Another well written piece discussing the realities about political and social discussion in America…

Race Is Always the Issue

Blackness has been relentlessly disparaged in American discourse—both covertly and overtly.

Every conversation about resources in the United States is also about race and racism. Like parents choosing a neighborhood for its “good schools,” Americans talk about prison and crime as a means of discussing race and racism in polite company.

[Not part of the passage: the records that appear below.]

PR #1129, opened 2022-07-19
Add flake package default and overlay default

weihua-lu:
Just add a package default and overlay default in the flake output for easy flake consumption.


ericdallo (approved):
Looks good, thanks!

One needn’t hate Hispanics to choose a school system with no Hispanics. One need not say that black people are violent apes to call the police when an injured human being who happens to be black knocks on your door for help. Freedom—from being stopped and frisked; from predatory criminal justice fines; from cells—is arguably the resource from which every other resource flows: education, marriage, income, wealth, happiness, actualization. In “The Black Family in the Age of Mass Incarceration,” Ta-Nehisi Coates offers a decoder ring for the language of criminality, revealing that it rests on the idea that America can only be great so long as America is fundamentally white.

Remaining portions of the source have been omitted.